The Web special remote could possibly be improved by detecting when URLs reference a Youtube video page and using youtube-dl instead of wget to download the page. Youtube-dl can also handle several other video sites such as vimeo.com and blip.tv, so if this idea were to be implemented, it might make sense to borrow the regular expressions that youtube-dl uses to identify video URLs. A quick grep through the youtube-dl source for the identifier _VALID_URL should find those regexes (in Python's regex format).
This is something I've thought about doing for a while.. Two things I have not figured out:
- Seems that this should really be user-configurable or a plugin system, to handle more than just this one case.
- Youtube-dl breaks from time to time, I really trust these urls a lot less than regular urls. Perhaps per-url trust levels are called for by this.
--Joey
One way to handle the configuration might be with regular expressions. If the URL matches regex A, handle it with downloader A' (with option set A''). If the URL matches regex B, handle it with downloader B' and option set B''. And so on. Then if nothing is matched, the default downloader is wget/curl.
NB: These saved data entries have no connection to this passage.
PR #384, opened 2021-03-13
tests: rewrite print_hardware() due to nitpicks

gperciva:


tests/sha256/main.c
```diff
@@ -19,35 +19,37 @@ static const size_t num_perf = sizeof(perfsizes) / sizeof(perfsizes[0]);
...
 {
 	int use_hardware = 0;
 
+	/* Inform the user of the general topic... */
+	printf("%s", str);
+
+	/* ... and whether we're using hardware acceleration... */
 #if defined(CPUSUPPORT_X86_SHANI) && defined(CPUSUPPORT_X86_SSSE3)
-	if (cpusupport_x86_shani() && cpusupport_x86_ssse3())
+	if (cpusupport_x86_shani() && cpusupport_x86_ssse3()) {
```
cperciva, line 33: This feels unnecessarily complicated.  Why not

```
	if (cpusupport_x86_shani() && cpusupport_x86_ssse3()) {
                printf(" using hardware SHANI.\n");
        } else
#endif
#if defined(CPUSUPPORT_X86_SSE2)
	if (cpusupport_x86_sse2()) {
                printf(" using hardware SSE2.\n");
       } else
#endif
...
```

cperciva: I don't think there's any need for `use_hardware` at all in here.

gperciva:
I suppose that my uncomfortableness with `if()` statements spanning preprocessor defines in a weakness.

Updated accordingly.

cperciva:
Normaly I would avoid having an `if` which spans preprocessor conditionals, but in this case it makes everything else so much cleaner I think it's worth it. :-)

PR #389, opened 2021-03-24
build: always expand variables before printing

gperciva:


gperciva:
This was part of the `build-shared` in https://github.com/Tarsnap/spiped/pull/308, but got lost when we switched to the `liball.a` approach.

In my experience, youtube-dl breakages are fixed relatively quickly; a much more serious problem from a trust standpoint is that Youtube videos often disappear. Sometimes due to a legitimate copyright claim, sometimes due to illegitimate copyright claims. (I've seen both happen). Or because the video uploader decided to upload other videos that violated copyright, and Youtube closed his/her account, thereby removing all his/her videos from the Web. Youtube is definitely an untrustworthy repository as far as "the file will still be there later on" is concerned. Perhaps a default trust relationship could go along with the regexes? URLs matching regex A are semitrusted, while URLs matching regex B are untrusted.